The Trump chapter of American history is filled with shameful and often cruel words and actions. But inciting what basically amounts to domestic terrorism took his unfitness to serve in the highest office in the land to a desperate new low. For that reason, I will enthusiastically cast my vote to make him the first president to be impeached twice. Some people ask what the point is, given that his administration ends in seven days. I believe that anyone who does not support this step is complicit in his actions.

After its trifecta loss of power in 2008, the Republican Party underwent a period of soul searching that aimed to widen and diversify its political tent, and even elected an African American to head the Republican National Committee. Not only did that plan not work, but in the past four years, the GOP has become more of a cult than a political party, and its members have demonstrated time after time that for them, providing cover for a wannabe autocrat like Trump far outweighs the good of the American people and our democracy.

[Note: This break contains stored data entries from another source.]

PR #2671, opened 2017-02-03
Add three multi-cluster samples 

sebastianburckhardt:
These are the three samples that we have had out for a while at
https://github.com/sebastianburckhardt/orleans/tree/geo-samples

Since we now have all the functionality in master, I think we should move these samples into the Samples/ folder so they are in the same place as all the other ones.

All three samples are based originally on AzureWebSample, but run three Orleans clusters (the VS solution contains three Azure deployments). They can be run directly from VisualStudio, using the Azure Simulator, and will display three different windows, one per deployment. Users can then interact with these windows and observe what happens.

The samples are:

- **HelloGeoSample** demonstrates [GlobalSingleInstance] and [OneInstancePerCluster].

- **ReplicatedChatGrainSample** demonstrates multi-instance JournaledGrain, supporting disconnected operation.

- **ReplicatedEventSample** demonstrates two different types of clusters (front, back), with a replicated JournaledGrain that is modified in the back cluster, and has notifications automatically sent to the front clusters.


sergeybykov:
The folder for ReplciatedChatGrainSample is names QueuedGrainSample. We better avoid the possible confusion and rename the folder.

sebastianburckhardt:
Yes, good catch.
I already renamed the project files and namespaces, but forgot the folder!

sergeybykov:
>add NuGet.exe to samples 

Nuget.exe shouldn't and doesn't need to be checked in.

sergeybykov:
Nor should orleans.codegen.cs files be there. They need to be referenced in the .csproj files though.

sebastianburckhardt:
If I don't check in NuGet.exe and orleans.codegen.cs, the solutions do not compile. Perhaps there is some other way, but I don't know it (I remember trying  a lot of other things till it finally worked).

The content of the orleans.codegen.cs files does not matter since they are overwritten during compilation and ignored by .gitignore.  But compilation fails if they are missing. Therefore, I check in an empty file.

attilah:
Maybe you're using an outdated Orleans.SDK.targets file, I've changed it to DO NOT need these empty files or be part of the solution. We're adding them to compilation dynamically upon task execution.

sergeybykov:
@dotnet-bot test this please.

jdom:
I'll download this branch and submit a PR for you with Sergey's suggestions

jdom:
Created https://github.com/sebastianburckhardt/orleans/pull/10 for it.
Please do not merge this. After the PR is applied, we can **squash** this, but please do not merge, otherwise there will be big binaries added and removed that will remain in the git history for the end of times

sebastianburckhardt:
Looks great. I tried all the samples, they work for me. Thanks for cleaning this up!

Samples/ReplicatedChatGrainSample/QueuedGrainSample.Grains/ChatGrain.cs
```diff
@@ -0,0 +1,83 @@
...
+using ReplicatedChatGrainSample.Interfaces;
+using Orleans;
+using Orleans.Providers;
+using Orleans.Concurrency;
+using Orleans.EventSourcing;
+
+namespace ReplicatedChatGrainSample.Grains
+{
+    [Serializable]
+    public class ChatState
```
jdom: Does this class even need to be serializable? Because I tried locally by removing this attribute and it worked. If it doesn't need to be, I can remove the attribute, as it would be less confusing... I wasn't expecting this to have to be serializable, unless the provider implements snapshotting or something like that.
I'm in the process of doing more cleaning, so I can remove it myself if you say this isn't needed

jdom:
Created another PR with some more cleanup tasks: https://github.com/sebastianburckhardt/orleans/pull/11

PR #2675, opened 2017-02-06
Extract MessageFactory from Message class.

ReubenBond:
Prep for non-static SerializationManager.

Purpose is to give ourselves a way to inject `SerializationManager`/`RequestContextUtil` when creating messages. We could add an extra field to `Message`, but I believe it's best to keep POCOs as data-only (no services), since that makes serialization/deserialization obvious.

Only the last commit is unique to this PR: the others have their own PRs.


sergeybykov:
@ReubenBond Please rebase. Otherwise, it's ready to be merged.

ReubenBond:
rebased

PR #2678, opened 2017-02-06
DynamoDB silo identity fix

chrisbrook83:
(@galvesribeiro - as per chat on Gitter)

When using DynamoDB for the membership store, I was seeing `ConditionalCheckFailedException` errors when trying to update the `IAmAlive` field in the database. 

This was because the key being used to locate the record always had a value of "-0-0" rather than the expected "_IP-Port-Generation_". This was because it was being built using the `Address`, `Port`, and `Generation` values on the `SiloInstanceRecord` object, but on this code path these values are not assigned. Only the `SiloIdentity` property gets set by the `MembershipOracle` (see `OnIAmAliveUpdateInTableTimer`).

I have added new unit tests for the `GetKeys` call on `SiloInstanceRecord`, and fixed the issue.

I also added integration tests for all the membership stores, to exercise `UpdateIAmAlive`, as it looked like this was not being tested. **Note, I've not been able to run all these tests, as I don't have the various databases set up locally**.

### DIFF
--- a/test/AWSUtils.Tests/AWSUtils.Tests.csproj
+++ b/test/AWSUtils.Tests/AWSUtils.Tests.csproj
@@ -129,6 +129,7 @@
     <Compile Include="CollectionFixtures.cs" />
     <Compile Include="LivenessTests.cs" />
     <Compile Include="MembershipTests\DynamoDBMembershipTableTest.cs" />
+    <Compile Include="MembershipTests\SiloInstanceRecordTests.cs" />
     <Compile Include="Reminder\DynamoDBRemindersTableTests.cs" />
     <Compile Include="StorageTests\AWSTestConstants.cs" />
     <Compile Include="StorageTests\Base_PersistenceGrainTests_AWSStore.cs" />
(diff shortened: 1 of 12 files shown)


test/AWSUtils.Tests/AWSUtils.Tests.csproj
```diff
@@ -129,6 +129,7 @@
     <Compile Include="CollectionFixtures.cs" />
     <Compile Include="LivenessTests.cs" />
     <Compile Include="MembershipTests\DynamoDBMembershipTableTest.cs" />
+    <Compile Include="MembershipTests\SiloInstanceRecordTests.cs" />
```
galvesribeiro: Please add this test into the `vNext/test/AWSUtils.Tests`... It is a link to this file so the test can run in .net core. I've added it here and it pass without problem.

galvesribeiro:
@chrisbrook83 LGTM. Thanks for doing that. I've cloned and ran all tests for all the providers affected by this change in containers. All they pass. 

The only comment is to add your new test on `AWSUtils.Test` at the vNext solution.  

Good work!

Let's wait someone from the core team to look at it and merge if there is no objections.

Thanks!

test/AWSUtils.Tests/AWSUtils.Tests.csproj
chrisbrook83: All done... Thanks - I'd not spotted that other sln

sergeybykov:
Thank you, @chrisbrook83!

That is why it is so vital that every eligible American exercises the right to vote in every election. Because, let’s face it, that’s what the insurrection was really all about – disenfranchising voters, particularly Black and brown voters, who made their voices heard on Nov. 3, 2020, and delivered an unimpeachable victory to President-elect Biden and Vice President-elect Harris, making history in the process.

Now is not the time for silence or complacency – in Congress or in the voting booth. The world is watching and we must hold Trump and his enablers accountable.